Bir kitabın son sayfası doğrusu

Okumayı en sevdiğim oldum olası, –

Erkeğe ne olmuşsa olmuş, ne olmuşsa olmuş kadına

Seneler geçmiş aradan – manasız artık acıması

Ve üstelik yazarın kendisi bile 

Unutmuş gibidir hikâyenin başlangıcını.

O eşsiz kitapta dendiği gibi hani:

“Saçları ağarmış sonsuzluğun bile”

Ve bitecek her şey, her şey bitecek az sonra, 

Ve yapayalnız kalacak yazarımız yine,

Ama hâlâ zeki görünmeye, iğnelemeye birilerini hâlâ

Didinmesi ne hazin –tanrı onu affetsin!–

Mesela şöyle tumturaklı bir final uydurarak: 

… Ve o kentte (ki adı kuşkusuz belirsiz)

Yekdiğerinin tıpkısı bir profil kalmıştır 

duvarlarında iki evin (kar beyazı kirece çizilmiş)

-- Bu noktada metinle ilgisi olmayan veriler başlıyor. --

PR #12683, opened 2023-06-21
Fix: Fixed issue where middle clicking selected folders would cause crash

### LINKED ISSUE #12613: Bug: Crash when opening highlighted folder in new tab
### Description

Majority of the time when opening a highlighted/selected folder via middle-mouse button or triple finger tap on a trackpad, Files crashes 

### Steps To Reproduce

Ne bir kadına, ne bir erkeğe ait olan

Gizemli bir desen sadece.

Ve derler ki Orta Asya’ya has o yeşil,

o alçacık Ay’ın ışığı

Gezinirken duvarlarda gece yarısı,

Hele ki yıl başıysa gecelerden,

Belirsiz bir ses çalınırmış kulaklara,

Üstelik kimileri ağlama sesi derken buna,

Kimileri seçtiği iddiasındaymış bazı sözleri. 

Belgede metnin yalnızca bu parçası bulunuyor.